Pulmonary fibrosis makes the tissue thicker and more impermeable to oxygen, which is why significantly less oxygen can be absorbed from the air we breathe.
Water in the lungs causes shortness of breath
Water in the lungs is in most cases the result of heart failure (heart failure). In affected people, the heart is unable to pump the necessary amount of blood into the circulation. This is why the blood backs up in the pulmonary vessels, among other things.
Gradually, the water from the vessels passes over into the lung tissue. This condition is also called pulmonary edema.
Other causes can include gas poisoning, viral infection, or inhalation of water. Areas of the lungs that are filled with water can no longer be supplied with air. This means that the blood can no longer be enriched with oxygen at these points. There is difficulty breathing.
Pulmonary emphysema as a cause of shortness of breath
With emphysema, more air remains in the lungs due to the destruction of parts of the lungs. This is often caused by obstructions (blockages) in the airways. Reasons for this can be infections or bronchitis.
But COPD can also lead to emphysema over the long term. Because of the obstruction, inhaled air cannot be exhaled from the lungs. In the next breath, however, additional air is added. This causes the alveoli (alveoli where oxygen enters the blood) to burst and be destroyed. For this reason, symptoms such as shortness of breath occur. A distended chest is also a sign of emphysema.
Atelectasis as a cause of shortness of breath
The term atelectasis denotes a lack of ventilation in the lungs. In addition to congenital causes, this can also arise from external influences. For example, pressure on the chest leads to atelectasis. Likewise, a blockage of the airways can lead to insufficient ventilation.
In people who suffer from atelectasis, the deoxygenated blood cannot be enriched with oxygen in all places. Accordingly, it flows out of the lungs as blood that is still depleted of oxygen and combines with the blood that is rich in oxygen. If the proportion of the non-enriched blood is large enough, there is an oxygen deficiency in the entire body, which in turn leads to shortness of breath.
Read more on the topic: Atelectasis
Heart muscle inflammation as a cause of shortness of breath
Myocarditis (Myocarditis) is mostly caused by a virus infection in our latitudes. Other triggers are toxins or autoimmune processes in which the body starts a defense reaction against itself.
At first glance, the symptoms of myocarditis may look like normal flu: fever, cough, tiredness, and possibly even diarrhea. Heart-specific complaints such as chest pain and cardiac arrhythmias also appear.
If the heart is affected so badly that it can no longer pump properly, water retention can also develop in the legs and lungs. The water in your lungs can make you feel short of breath.
You might also be interested in: Symptoms of myocarditis
Pleural effusion as a cause of myocarditis
The pleura consists of two mutually displaceable pleural leaves that rest on the outside of the lungs and almost completely surround them. One leaf lies directly on the inside of the chest, the other sits on the lungs.

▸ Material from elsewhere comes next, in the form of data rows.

PR #1771, opened 2023-03-24
Drop older Rubies

presidentbeef:
- Raise required Ruby to 3.0.
- Drop parsing of Ruby 1.8 and 1.9

### DIFF
--- a/.circleci/config.yml
+++ b/.circleci/config.yml
@@ -2,7 +2,7 @@ version: 2.1
 jobs:
   default: &default
     docker:
-      - image: cimg/ruby:2.7
+      - image: cimg/ruby:3.0
     steps:
       - checkout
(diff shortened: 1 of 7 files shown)


armahillo:
In the future, can requiring a new ruby version cause a bigger bump in the semver versioning? (minor bump, at a minimum)

We had '~> 5.4' and weren't yet ready to update ruby 3 (still resolving some other compatibility issues).

presidentbeef:
@armahillo ❓ ❓ 

I'm not sure what you mean. This change was released in Brakeman 6.0, a major version update. If you are on 5.x then the latest is [5.4.1](https://rubygems.org/gems/brakeman/versions/5.4.1) which requires Ruby 2.5+

PR #1776, opened 2023-04-20
Fix default cross-site request forgery setting when defaults are not loaded

### LINKED ISSUE #1773: False Negative: warning on CSRF in Rails 5.2+ with defaults
### Background

Brakeman version: ? 5.4.0
Rails version: ? 6.0
Ruby version: ? 2.7

Link to Rails application code:  closed-source

#### False Positive

When:

- `load_defaults` is NOT present
- `default_protect_from_forgery` is NOT configured anywhere

*Full* warning from Brakeman: 

No warning, but there should be a security warning generated by `checks/check_forgery_setting.rb`.

Relevant code:

```ruby
# these lines are MISSING from your config
# load_defaults 5.2 
# Rails.application.config.action_controller.default_protect_from_forgery = nil
```

_Why might this be a false negative?_

Because by default a Rails 6 app does NOT have protect for forgery enabled unless `load_defaults 5.2` or higher is used...

```
> Rails.application.config.action_controller.default_protect_from_forgery
=> nil
> ApplicationController.default_protect_from_forgery
=> false
```

The logic for this check assumes that defaults are tied to the Rails version number only... but this is untrue, they are based on the actual underlying defaults of Rails (often nil) PLUS the `load_defaults` one is using - and it's entirely possible (though perhaps ill-advised) not to use load_defaults at all.

presidentbeef:
Follow up from #1530, adding a test.

Should fix #1773

### DIFF
--- a/lib/brakeman/tracker/config.rb
+++ b/lib/brakeman/tracker/config.rb
@@ -20,9 +20,7 @@ module Brakeman
 
     def default_protect_from_forgery?
       if version_between? "5.2.0.beta1", "9.9.9"
-        if @rails.dig(:action_controller, :default_protect_from_forgery) == Sexp.new(:false)
-          return false
-        else
+        if @rails.dig(:action_controller, :default_protect_from_forgery) == Sexp.new(:true)
           return true
         end
       end
--- a/test/tests/rails52_csrf.rb
+++ b/test/tests/rails52_csrf.rb
@@ -1,0 +1,38 @@
+require_relative '../test'
+require 'brakeman/rescanner'
+
+class Rails52CSRFTest < Minitest::Test
+  include BrakemanTester::RescanTestHelper
+  include BrakemanTester::FindWarning
+
+  def report
+    @report
+  end
+
+  def test_csrf_with_no_load_defaults
+    tracker = nil
+
+    # Terribly abusing the rescan functionality here.
+    # Actually don't want the rescan, just want to run a regular scan
+    # because we don't have the capability to rescan with on config changes
+    # like this and I don't feel like building it right now.
+    before_rescan_of ['config/application.rb'], 'rails5.2' do |app_dir|
+      replace 'config/application.rb', 'config.load_defaults 5.2', ''
+      tracker = Brakeman.run(app_path: app_dir, parallel_checks: false)
+    end
+
+    @report = tracker.report.to_hash
+
+    assert_warning check_name: "ForgerySetting",
+      type: :controller,
+      warning_code: 7,
+      fingerprint: "6f5239fb87c64764d0c209014deb5cf504c2c10ee424bd33590f0a4f22e01d8f",
+      warning_type: "Cross-Site Request Forgery",
+      line: 1,
+      message: /^`protect_from_forgery`\ should\ be\ called\ /,
+      confidence: 0,
+      relative_path: "app/controllers/application_controller.rb",
+      code: nil,
+      user_input: nil
+  end
+end


joshgoebel:
Yes, I think this inversion on the conditional would fix it!  Thanks!

MaksJS:
I've got a regression with this one on Rails 7. `Rails.configuration.action_controller.default_protect_from_forgery` is true and I get the `Cross-Site Request Forgery` warning. Maybe, at some point, the value of `default_protect_from_forgery` is not passed to the tracker config when not inlined in the configuration file (true is the default value).

joshgoebel:
Where else are you setting the configuration?  I guess I'd expect it to run part of the init to get the values - but does it only do static analysis?

presidentbeef:
For security reasons, Brakeman does not run any of the code it analyzes.

@MaksJS Where is `default_protect_from_forgery` set in your application? Is it in an initializer?

MaksJS:
@joshgoebel @presidentbeef Nowhere, it's `true` by default so I don't set it again in the config

joshgoebel:
> t's true by default 

So you're using `load_defaults`?

MaksJS:
@joshgoebel Yes

presidentbeef:
@MaksJS I cannot reproduce your issue.

This is what the [Rails 7 test app](https://github.com/presidentbeef/brakeman/blob/main/test/apps/rails7/config/application.rb#L12) looks like:

```ruby
module Rails7
  class Application < Rails::Application
    # Initialize configuration defaults for originally generated Rails version.
    config.load_defaults 7.0
``` 

It's very hard to guess at the issue. Please share the warning you are getting what your code looks like. Even better, share an example Rails application that demonstrates the issue. Thanks!

MaksJS:
@presidentbeef Ok I was able to reproduce it. You're right, with a brand new Rails 7 application it works well.
But on my case, I'm developing a Rails Engine with a dummy application, which have this configuration by default:

```ruby
module Dummy
  class Application < Rails::Application
    config.load_defaults Rails::VERSION::STRING.to_f
  end
```

This configuration is generated by this template: https://github.com/rails/rails/blob/main/railties/lib/rails/generators/rails/app/templates/config/application.rb.tt#L15

In this case, I get the `Cross-Site Request Forgery` warning with Brakeman 6.0.0.

presidentbeef:
Ah. In that case Brakeman cannot know for which version of Rails to load the defaults. What version would you expect it to use? Is there a `Gemfile.lock` with a specific version?

MaksJS:
Well, `Rails::VERSION::STRING.to_f` would evaluate to `7.0` here. You can also get the version number with `Rails.configuration.loaded_config_version`, so maybe it can be available in `tracker.config.rails.dig(:loaded_config_version)`. Or maybe not if the app config is never evaluated, which seems to be the case if I understand correctly this method https://github.com/presidentbeef/brakeman/blob/6af53c63feb909d19bab970aedb3b0c583073eb6/lib/brakeman/tracker/config.rb#L75

But yes there is an entry in `Gemfile.lock`: `rails (~> 7.0.5)`.

And I correctly get the version number in the report:

```
[Notice] Detected Rails 7 application
....
Rails Version: 7.0.5
Brakeman Version: 6.0.0
....
== Warnings ==

Confidence: High
Category: Cross-Site Request Forgery
....
```

joevin-slq-docto:
Hello,
I'm using Rails 7 with `config.load_defaults 6.0 `inside `application.rb`.
Rails console confirms me that `Rails.configuration.action_controller.default_protect_from_forgery` is set to `true` but I get the Cross-Site Request Forgery warning.

PR #1789, opened 2023-08-10
Add PG::Connection.escape_string as authorized sanitization function

joevin-slq-docto:
Hello,

In the same way as [ActiveRecord::Base.sanitize_sql()](https://api.rubyonrails.org/v7.0.6/classes/ActiveRecord/Sanitization/ClassMethods.html#method-i-sanitize_sql), I suggest adding [PG::Connection.escape_string()](https://deveiate.org/code/pg/PG/Connection.html#method-c-escape_string-doc) as an authorized function to sanitize sql statments.

Using this will never be as good as using prepared statements, but this addition, if deemed relevant, would limit false positives.

Thanks!
Nb: [escape](https://deveiate.org/code/pg/PG/Connection.html#method-i-escape) is an alias for [escape_string](https://deveiate.org/code/pg/PG/Connection.html#method-i-escape_string).


presidentbeef:
Cool, thanks!

PR #1930, opened 2025-04-01
Allow model paths for classifying files to be configured

Catsuko:
I have some situations where models are not located in standard directories and also use subclasses of `ApplicationRecord` so these files do not get classified as models. Would it be possible to allow the expected model path to be configurable?

This PR shows how I imagine it would work in a backwards compatible way while also allowing the configuration to take advantage of pattern matching.

### Example Usage

```yaml
# brakeman.yml
---
:model_paths:
- app/models/**/*
- lib/packages/*/models/**/*.rb
```

### DIFF
--- a/lib/brakeman.rb
+++ b/lib/brakeman.rb
@@ -52,6 +52,7 @@ module Brakeman
   #  * :interprocedural - limited interprocedural processing of method calls (default: false)
   #  * :message_limit - limit length of messages
   #  * :min_confidence - minimum confidence (0-2, 0 is highest)
+  #  * :model_paths - array of paths for files to be considered as models (default: app/models/**/*)
   #  * :output_files - files for output
   #  * :output_formats - formats for output (:to_s, :to_tabs, :to_csv, :to_html)
   #  * :parallel_checks - run checks in parallel (default: true)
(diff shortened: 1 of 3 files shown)


presidentbeef:
Trying to move away from directory-based file type guessing.

> use subclasses of `ApplicationRecord`

I think this should work if the class hierarchy is available. Do you have an example?

Catsuko:
@presidentbeef 
Thanks for the quick reply, I have something this in `packages/platform/models`:

```ruby
class DatabaseABase < ActiveRecord::Base
end

class DatabaseBBase < ActiveRecord::Base
end

class Message < DatabaseABase
end

class User < DatabaseBBase
end
```

Which define connection details for some different databases (following the [rails guide here](https://guides.rubyonrails.org/active_record_multiple_databases.html)). When running brakeman with some logging, I can see that `DatabaseABase` and `DatabaseBBase` are classified as models but `User` and `Message` are not.

When I briefly looked at how the class hierarchy is checked [here](https://github.com/presidentbeef/brakeman/blob/main/lib/brakeman/processors/lib/file_type_detector.rb#L31) it seemed to only check the immediate parent rather than all ancestors.

Catsuko:
@presidentbeef 
Alternatively what if I could configure the base classes to look for? I can't see a clear way to check class hierarchy when classifying files 🤔

presidentbeef:
Perhaps using [`ancestor?`](https://github.com/presidentbeef/brakeman/blob/753e54d253bab57a5d87bbfb31ee2ad97593fc86/lib/brakeman/tracker/collection.rb#L25)

Might have to pull that method out to re-use.

PR #1933, opened 2025-04-15
Consider Tempfile.create.path as safe input

aliismayilov:
This PR adds extends the base check to consider `Tempfile.create.path` to be a safe input. This was already the case for `Tempfile.new`. According to ruby docs `Tempfile.create` is the recommended usage: https://docs.ruby-lang.org/en/3.4/Tempfile.html

### DIFF
--- a/lib/brakeman/checks/base_check.rb
+++ b/lib/brakeman/checks/base_check.rb
@@ -151,10 +151,13 @@ class Brakeman::BaseCheck < Brakeman::SexpProcessor
     method[-1] == "?"
   end
 
-  TEMP_FILE_PATH = s(:call, s(:call, s(:const, :Tempfile), :new), :path).freeze
+  TEMP_FILE_PATH = [
+    s(:call, s(:call, s(:const, :Tempfile), :new), :path).freeze,
+    s(:call, s(:call, s(:const, :Tempfile), :create), :path).freeze
+  ].freeze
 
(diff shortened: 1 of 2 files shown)


aliismayilov:
I couldn't figure out how to reliably match `Tempfile.create` yielded argument, so that I could make the following to be ignored as well:
```ruby
Tempfile.create do |tempfile|
  system("something -out #{tempfile.path}")
end
```

Any help would be appreciated!

presidentbeef:
For `Tempfile.create` with a block, there is very similar code for `Tempfile.open` [here](https://github.com/presidentbeef/brakeman/blob/3b99363c80bc651e38c3beb511018b17f80dc465/lib/brakeman/processors/alias_processor.rb#L465-L467) that you can adjust/adapt.

aliismayilov:
> For `Tempfile.create` with a block, there is very similar code for `Tempfile.open` [here](https://github.com/presidentbeef/brakeman/blob/3b99363c80bc651e38c3beb511018b17f80dc465/lib/brakeman/processors/alias_processor.rb#L465-L467) that you can adjust/adapt.

Thanks for the pointer! I updated the PR to cover `Tempfile.create` block as well

aliismayilov:
The tests pass, but the tests CI step fails due to codeclimate results upload 🤷

PR #1934, opened 2025-04-17
Clean-up and update JUnit report to make it compatible with CircleCI

pbernery:
The report was adding custom XML tags and attributes to add more info in the output, however this is not supported by some Continuous Integration services like CircleCI.

This PR removes those custom attributes, but also changes the XML format slightly: `file` and `line` attributes are used to report code which breaks, which should create more elegant and convenient reports on CI tools.

This PR also removes some XML tags that was added to the report without content.

It has been tested on CircleCI which currently shows the report like this:


presidentbeef:
Great, thanks!

PR #1936, opened 2025-04-23
Check for unsafe SQL when two arguments are passed to AR methods

patbl:
I think this conditional is meant to

1. Always check the first and last arguments.
2. Avoid checking the argument twice when there's only one argument.

The structure of `call` appears to be:

* 0: the symbol `:call`
* 1: the receiver of the method call
* 2: the method being called
* 3: the first argument
* 4: the second argument
* 5: the third argument (and so on)

So `call.length > 5` will be true only if there are at least 3 arguments.

Before this change, the behavior was

```ruby
User.count("#{params[:input]}") # triggers warning
User.count("#{params[:input]}", :foo) # doesn't trigger warning
User.count("#{params[:input]}", :foo, :bar) # triggers warning
```

After this change, the two-argument version will trigger the warning.

Another option would be to use `if call.arglist.length > 1`. This is more explicit, but it involves an additional method call, and I don't know what the performance implications of that are.

### DIFF
--- a/lib/brakeman/checks/check_sql.rb
+++ b/lib/brakeman/checks/check_sql.rb
@@ -192,7 +192,7 @@ class Brakeman::CheckSQL < Brakeman::BaseCheck
                       when :last, :first, :all
                         check_find_arguments call.first_arg
                       when :average, :count, :maximum, :minimum, :sum
-                        if call.length >= 5 # more than one argument was passed
+                        if call.arglist.length > 1
                           unsafe_sql?(call.first_arg) or check_find_arguments(call.last_arg)
                         else
                           check_find_arguments call.last_arg
--- a/lib/brakeman/checks/check_sql.rb
+++ b/lib/brakeman/checks/check_sql.rb
@@ -192,7 +192,7 @@ class Brakeman::CheckSQL < Brakeman::BaseCheck
                       when :last, :first, :all
                         check_find_arguments call.first_arg
                       when :average, :count, :maximum, :minimum, :sum
-                        if call.length > 5
+                        if call.length >= 5 # more than one argument was passed
                           unsafe_sql?(call.first_arg) or check_find_arguments(call.last_arg)
                         else
                           check_find_arguments call.last_arg


presidentbeef:
I'm going to have to figure out what the original intent was here... it's been a while since those methods even accepted more than one argument.

(But I think you are right)

presidentbeef:
@patbl Can you update to use the more explicit `call.arglist.length > 1`?

patbl:
@presidentbeef I made that change.

soulcutter:
This change seems to have triggered a LOT of warnings across many of our applications that use a `statsd`-like interface for calling `$stats.count("metric.name.#{custom_thing}", 1)` - something we use WAY more than ActiveRecord count-with-2-args.

https://www.rubydoc.info/gems/dogstatsd-ruby/3.0.0/Datadog/Statsd#count-instance_method

Is there a way this check might be better-targeted to avoid this deluge of false positives?

presidentbeef:
@soulcutter can you provide an example of the exact warning from Brakeman? Does it say `$stats` or does it know what `$status` is?

soulcutter:
```
Confidence: Weak
Category: SQL Injection
Check: SQL
Code: $stats.count("prefix.#{variable}", :tags => ({ :result => "error_raised" }))
File: app/models/<model>.rb
Line: 61
```

The `$stats` global is initialized in dependency, not defined anywhere in the application code (it's not defined in `app/models/<model>.rb` for example). I do not know how to answer the question of if it knows what `$stats` is

presidentbeef:
Maybe Brakeman can just ignore calls that look like ActiveRecord methods but are on globals :thinking:

patbl:
> Maybe Brakeman can just ignore calls that look like ActiveRecord methods but are on globals 🤔

A global variable such as `$statsd` is one way of referencing this sort of object, but applications could instead use a module, class, method, constant, or local variable. (`StatsD`, `STATSD`, `statsd`...).

It would be nice if there were a way to tell Brakeman "this [`$statsd`, `STATSD`, etc.] isn't an Active Record class." But maybe that's too much scope creep (I'm assuming something like this doesn't already exist).

presidentbeef:
Writing down for myself... for common methods like `count` this check can go back to only warning if the target is known to be an ActiveRecord model.

PR #1938, opened 2025-05-12
Only load from `cgi` what is required

Earlopain:
In Ruby 3.5 most of the `cgi` gem will be removed. Only the various escape/unescape methods will be retained by default.

https://bugs.ruby-lang.org/issues/21258


presidentbeef:
Thanks!

Issue #1945, opened 2025-07-08
Brakeman enum support broken?


cubasepp:
### Background

Brakeman version: 7.0.2
Rails version: 7.2.2.1
Ruby version: 3.4.4

Link to Rails application code: ?

### Issue

When I use an enum like:
```
self.where("thing IN #{Model.statuses[:value]}")
```
I get a Possible SQL injection Waning.

I believe the `add_enum_method` is not up to date? [code](https://github.com/presidentbeef/brakeman/blob/3b99363c80bc651e38c3beb511018b17f80dc465/lib/brakeman/processors/model_processor.rb#L93)

If step into this function for some reason the first two checks are false:

```
return unless hash? arg
return unless symbol? arg[1]
```

If it's really a bug I can try to fix it, can you confirm it's broken?

#### Other Error

Run Brakeman with `--debug` to see the full stack trace.

Stack trace:

```
Confidence: High
Category: SQL Injection
Check: SQL
Message: Possible SQL injection
Code: self.where("thing IN #{Model.statuses[:value]}")
File: app/models/model.rb
Line: 
```

presidentbeef:
Yes... looks like the enum API changed in Rails 7.1.

cubasepp:
I tried to provide a fix.
But I am not sure if I understand the test setup correct. 
Maybe you can give me some advice how to fix the old test! Thx.

PR #1946, opened 2025-07-09
Fix enum support

cubasepp:
[Issue 1945](https://github.com/presidentbeef/brakeman/issues/1945)

In newer rails version brakeman does not recognize enums as safe.

### DIFF
--- a/lib/brakeman/processors/model_processor.rb
+++ b/lib/brakeman/processors/model_processor.rb
@@ -90,13 +90,23 @@ class Brakeman::ModelProcessor < Brakeman::BaseProcessor
     end
   end
 
-  def add_enum_method call
-    arg = call.first_arg
-    return unless hash? arg
-    return unless symbol? arg[1]
+  def add_enum_method(call)
+    if call.second_arg.nil?
+      arg = call.first_arg
+      return unless hash? arg
+      return unless symbol? arg[1]
 
-    enum_name = arg[1].value # first key
-    enums = arg[2] # first value
+      enum_name = arg[1].value # first key
+      enums = arg[2] # first value
+    else
+      first_arg = call.first_arg
+      second_arg = call.second_arg
+      return unless symbol? first_arg
+      return unless (hash?(second_arg) || array?(second_arg))
+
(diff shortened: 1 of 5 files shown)


lib/brakeman/processors/model_processor.rb
```diff
@@ -90,13 +90,25 @@ def process_call exp
     end
   end
 
-  def add_enum_method call
-    arg = call.first_arg
-    return unless hash? arg
-    return unless symbol? arg[1]
+  def add_enum_method(call)
+    if rails_version >= '7.1'
```
cubasepp, line 94: Not sure how to deal with different versions?

presidentbeef:
Brakeman still needs to support the older API for enums.

I'm not sure why you moved the Gemfile for the Rails 7 test app, there shouldn't be any need to touch it.

cubasepp:
> Brakeman still needs to support the older API for enums.
> 
> I'm not sure why you moved the Gemfile for the Rails 7 test app, there shouldn't be any need to touch it.

I wasn’t really sure how the whole thing with the tests works. Then I had a look at it and thought Rails 7 is different compared to the other apps.
Anyway, I’ve now just added the test cases from Rails 6.

I think the new code isn’t being tested. When I set a debugger in the Rails 8 app, it still shows the old behavior. I’m not sure how this is supposed to work. In my app, it works fine.

Could it be that the [to_test.rb](https://github.com/presidentbeef/brakeman/blob/main/test/to_test.rb) is outdated as well?
I was wondering — isn’t it possible to generate the test files automatically?

presidentbeef:
No need to add duplicate tests to different test apps.

You've only added new instances of the old-style API, so that's why the new code is not being exercised.

`to_test.rb` simply generates tests based on the warnings emitted. So to test a fixed false positive, what I do is add the false positive to the test app and run `to_test.rb` without the fix. That generates an `assert_warning ...`. That can then be changed to `assert_no_warning` - which will fail at first. Then add in your fix and it should pass.

cubasepp:
Thanks for walking me through that.

PR #1955, opened 2025-07-28
[#1942]Add support for Rails configuration modules

### LINKED ISSUE #1942: Allow Brakeman to determine the Rails configuration by querying `Rails.application.config`

We have a bunch of Rails applications in a single repository (i.e., a monorepo). These Rails applications share a lot of the same configuration. We want to manage this shared configuration in a single place, thus we include shared modules in various configuration files (for instance, `application.rb`). Because Brakeman currently parses the configuration files directly, it misses the configuration that's set by the included modules. For instance, if we were to set `config.action_controller.default_protect_from_forgery = true` in a shared configuration module rather than setting it directly in `application.rb` (or `environment.rb`), Brakeman would not detect this, and will start complaining about controllers missing forgery protection. If Brakeman were to query `Rails.application.config.action_controller.default_protect_from_forgery` instead, however, it would see that it's set.

Brakeman to determine the Rails configuration by querying `Rails.application.config` instead of parsing the configuration files.

**Describe alternatives you've considered**

Including the shared configuration modules in the files that Brakeman scans. This requires hacking the Brakeman internals, however. Perhaps an option to define additional places where configuration is defined?

**Additional context**

gstokkink-bex:
Just a start to see if this approach is feasible.

Closes #1942


gstokkink-bex:
@presidentbeef what do you think of this approach? It works great for our use case. Haven't added any tests yet because I'd first like to know if you think this is a good approach or not 😋

presidentbeef:
Seems reasonable!

presidentbeef:
Still needs tests.

gstokkink-bex:
Yes, hopefully will have some time soon!

gstokkink-bex:
@presidentbeef I've added tests based on the existing Rails 8 tests 😄 Part of the config is now moved to a separately included config file. Everything keeps working, as expected. Is this sufficient?

gstokkink-bex:
Checks failing are not relevant here, I think 😄

gstokkink-bex:
@presidentbeef just wondering if you have seen this? 😄

presidentbeef:
Oops, this is adding too much.

Instead of adding a whole new app, I'd say add just change the existing Rails 8 app to use the new config file/path. I think you may need to directly test that the configuration in the file was actually picked up as well. E.g., `tracker.config.rails.some.setting == ...`

PR #1963, opened 2025-09-03
Fix SQL injection check for calculate method

rsharma-figma:
## Summary

The calculate method was only checking the third argument (options hash) but not the second argument (column_name) which can also contain user input. This fix ensures both the column_name and options are properly checked for SQL injection vulnerabilities, similar to other aggregate methods.

As documented on https://rails-sqli.org/, ActiveRecord calculation methods like `calculate` are vulnerable to SQL injection when user input is directly passed into column name arguments:

```ruby
# Vulnerable example:
params[:column] = "age) FROM users WHERE name = 'Bob';" 
Order.calculate(:sum, params[:column])
```

This fix addresses the vulnerability by checking both the second argument (column_name) and third argument (options) for SQL injection patterns.

## Changes

- Updated SQL injection check for `calculate` method in `lib/brakeman/checks/check_sql.rb`
- Added proper argument length checks similar to other aggregate methods
- Added test case for SQL injection in calculate method column_name parameter
- Updated expected warning count and line numbers in test files

## Test Plan

- All existing tests pass
- New test case verifies SQL injection detection in calculate method column_name
- The calculate method test cases now properly detect SQL injection in both column_name and options arguments

Fixes SQL injection detection gap in calculate method as referenced in https://rails-sqli.org/.

### DIFF
--- a/test/apps/rails3.1/app/models/product.rb
+++ b/test/apps/rails3.1/app/models/product.rb
@@ -137,6 +137,7 @@ class Product < ActiveRecord::Base
   def test_calculations
     #Should warn
     Product.calculate(:count, :all, :conditions => "blah = '#{params[:blah]}'")
+    Product.calculate(:sum, params[:column_name])  # Should warn - column name from params
     Product.minimum(:price, :conditions => "blah = #{params[:blach]}")
     Product.maximum(:price, :group => params[:columns])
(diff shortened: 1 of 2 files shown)


presidentbeef:
Thanks!

Pretty embarrassing, since I made that website...

Issue #1952, opened 2025-07-18
Should dom_id be a default XSS safe method?


jaredmoody:
### Background

Brakeman version: 7.1.0
Rails version: 7.2.2.1
Ruby version: 3.3.8

Just upgraded to brakeman 7.1 (thank you!) and getting a lot of new Cross-Site Scripting/Unescaped model attributes for code like: `%li{ id: dom_id(Item.find(1)) }` Wondering if `dom_id` should be a safe method since it uses the id of the model which (usually?) isn't user-settable.

presidentbeef:
Yes, it should be.

jaredmoody:
I can submit a PR to add that method, but thinking about this some more...

- Looking at the [implementation](https://github.com/rails/rails/blob/3235827585d87661942c91bc81f64f56d710f0b2/actionview/lib/action_view/record_identifier.rb#L93), if an unsafe prefix were passed, I think `dom_id` could be unsafe? E.g. `dom_id(User.first, User.first.my_user_settable_attribute)`. It looks like it's just interpolating the prefix arg into the string.
- `dom_class` came up a lot for me too, and `dom_id`, it calls `dom_class` internally - so `dom_class` would have to be safe if `dom_id` is.

mjankowski:
On this version bump PR - https://github.com/mastodon/mastodon/pull/35434 - we also see a similar seeming failure

Example - https://github.com/mastodon/mastodon/actions/runs/16744634916/job/47400165887?pr=35434#step:6:2246

We have various places in the admin area views all using `dom_id` in what feels like a similar way to each other -- [invite](https://github.com/mastodon/mastodon/blob/081d38679f965ac20ff1a6c72e2fc1108c34ac30/app/views/invites/_invite.html.haml#L1) / [admin report_note](https://github.com/mastodon/mastodon/blob/081d38679f965ac20ff1a6c72e2fc1108c34ac30/app/views/admin/report_notes/_report_note.html.haml#L1) / [admin announcement](https://github.com/mastodon/mastodon/blob/081d38679f965ac20ff1a6c72e2fc1108c34ac30/app/views/admin/announcements/_announcement.html.haml#L1) / [admin invite](https://github.com/mastodon/mastodon/blob/081d38679f965ac20ff1a6c72e2fc1108c34ac30/app/views/admin/invites/_invite.html.haml#L1) -- but only some of them (admin announcement, admin report note)  are flagged by the scan.

[...]

PR #1966, opened 2025-10-15
Add `dom_id` and `dom_class` to ignore methods for `CrossSiteScripting`

mjankowski:
Described/requested in https://github.com/presidentbeef/brakeman/issues/1952#issuecomment-3092654010

Because I'm not 100% sure how to reliably trigger these warnings (see note in linked issue), I'm not sure where to add coverage for this. Specifically in this case, the `_user` partial in the test suite DOES call `dom_id`, but does not trigger a warning ... I'm assuming because whatever combination of params/setup from the controller does not cause it to happen. Would love guidance on that if it's needed in this case.

### DIFF
--- a/lib/brakeman/checks/check_cross_site_scripting.rb
+++ b/lib/brakeman/checks/check_cross_site_scripting.rb
@@ -289,13 +289,13 @@ class Brakeman::CheckCrossSiteScripting < Brakeman::BaseCheck
   end
 
   def setup
-    @ignore_methods = Set[:==, :!=, :button_to, :check_box, :content_tag, :escapeHTML, :escape_once,
-                           :field_field, :fields_for, :form_for, :h, :hidden_field,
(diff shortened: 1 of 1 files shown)


presidentbeef:
Thanks for the continued investigation, @mjankowski!

However, I believe the root issue is that `::Haml::AttributeBuilder.build_id` is part of Haml internals that just shouldn't be surfaced at all. And it turns out the pre-Haml 6.x handling in Brakeman already accounted for this.

Can you see if https://github.com/presidentbeef/brakeman/pull/1967 addresses your issue? (I didn't dig up `dom_class` examples, so I'm just assuming they were similar).

mjankowski:
Thanks for quick response.

Yes, when I run https://github.com/presidentbeef/brakeman/pull/1967 against local repo, that also resolves the issue.

Will close this in favor of that one.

The so-called pleural space is located between the pleural leaves and contains a small amount of fluid. If the chest expands when you inhale, the lungs are also pulled apart with the help of the pleura. It enlarges and air can flow into the lungs.
A pleural effusion can consist of different fluids: Depending on the origin, it can be blood, pus, lymph fluid or individual blood components. This accumulation of fluid hinders the breathing mechanism and leads to shortness of breath.